Number of pediatric reviews, including reviews for pediatric plans, written requests, pediatric protocols, study reports, and labeling, per month (1)
Dictionary: These pediatric reviews are a composite number including, but not limited to the following: a) supplemental pediatric studies submitted, b) Pediatric Plans submitted for deferred studies under the Pediatric Research Equity Act (PREA), c) waived or partially waived studies under PREA, and d) Written Requests for pediatric studies issued under the Best Pharmaceuticals for Children Act (BPCA). The PREA and the BPCA were renewed as part of the FDA Amendments Act of 2007 to both protect children from harmful drug effects and to provide the best care possible for children. The performance of the duties related to these acts depends upon careful planning of pediatric studies, and vigilance regarding the interpretation and analysis of pediatric studies already conducted. This due diligence is important so as to not undermine the protection of children's health as provided by the Acts. Therefore the Office of Clinical Pharmacology considers the careful tracking of pediatric studies to be essential to adequately insure the proper treatment of children as intended under PREA and BPCA.

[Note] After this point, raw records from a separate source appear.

PR #1056, opened 2026-07-19
MWPW-201030: Allow creating a promo variation without geos (inherit promo project's geos)

mirafedas:
The promotion project may have only one promotion variation with no geos specified - this variation automatically applies to all promotion project geos (for those added later as well).
When resolving which promotion variation to show, we first check if the promotion project has the variation for the specific geo. If not, we use the content from the promotion variation with no geos.

Resolves https://jira.corp.adobe.com/browse/MWPW-201030

## 🧪 Nala E2E Tests

### To run Nala tests again:

- Remove the `run nala` label

## Test URLs:

- After: https://mwpw-201030--mas--adobecom.aem.live/

### DIFF
--- a/studio/src/promotions/mas-promo-variation-geos.css.js
+++ b/studio/src/promotions/mas-promo-variation-geos.css.js
@@ -53,6 +53,16 @@ export const styles = css`
         margin: 0;
     }
 
+    .inherit-hint {
+        color: var(--spectrum-gray-700, #505050);
+        font-size: 12px;
+        margin: 0;
+    }
+
+    .inherit-hint.blocked {
+        color: var(--spectrum-negative-color, #d7373f);
+    }
+
     :host([compact]) .select-geos-content {
         min-width: 220px;
         gap: 8px;
--- a/studio/src/promotions/mas-promo-variation-geos.js
+++ b/studio/src/promotions/mas-promo-variation-geos.js
@@ -7,6 +7,7 @@ class MasPromoVariationGeos extends LitElement {
     static properties = {
         geos: { type: Array },
         disabledGeos: { type: Array },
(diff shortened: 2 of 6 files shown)


3ch023 (approved):

afmicka (approved):

honstar:
I didn't have a chance to add my findings before this PR got merged unfortunately, but I'll add it here nonetheless to serve as a basis for a follow-up ticket:

main issue is that the "one geo-less variation" rule isn't enforced at the service layer - only in transient UI state. The [`findOverlappingGeoTags`](https://github.com/adobecom/mas/blob/main/studio/src/promotions/promotion-variations.js#L112) function is structurally incapable of detecting a "geo-less sibling already exists". It only ever compared geo lists against each other, never presence/absence of the empty-geo case. Nothing in `createPromoVariation` itself asks "does existingVariations already contain an entry with empty pznTags?"

`fragmentHasEmptyGeosVariation` is captured once when the dialog opens and never re-probed before the actual `createPromoVariation()` call fires. Between dialog-open and Continue-click there's an unguarded window: a second browser tab, another user, or even the same user re-opening a stale dialog can create the geo-less sibling in that interval, and this code has no way to notice — it just replays the stale boolean.

So there is a possibility to create more than just one geo-less variation which should not be possible.

*Suggested fix*
Move the invariant into the `createPromotionVariation` itself, next to the existing overlap check, so it's enforced regardless of the caller/UI state:
```
if (!geoTags.length && existingVariations.some((v) => !v.pznTags?.length)) {
    throw new UserFriendlyError('A variation with no geos already exists for this project.');
}
```

mirafedas:
@honstar thank you, I created a follow-up Jira: https://jira.corp.adobe.com/browse/MWPW-201344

This measure has been retired as CDER has created new measures for FY13 which align to their four functional areas of 1) Regulatory Review and Drug Safety, 2) Drug Quality and Compliance, 3) Transparency and Public Outreach, and 4) Regulatory Science Research.
Fiscal Year - 2012
FY 2012 YTD: 61
- (1) PDUFA reviews are captured by OND
Note: The data provided on this website is produced on an ongoing basis for performance management purposes and is subject to change due to updates of preliminary estimates, corrections, or other reasons. In addition, FDA may change the type or amount of data provided on this website at any time. Information marked as "Completed" may include measures and/or key projects for which activities are ongoing but no longer tracked as part of FDA-TRACK.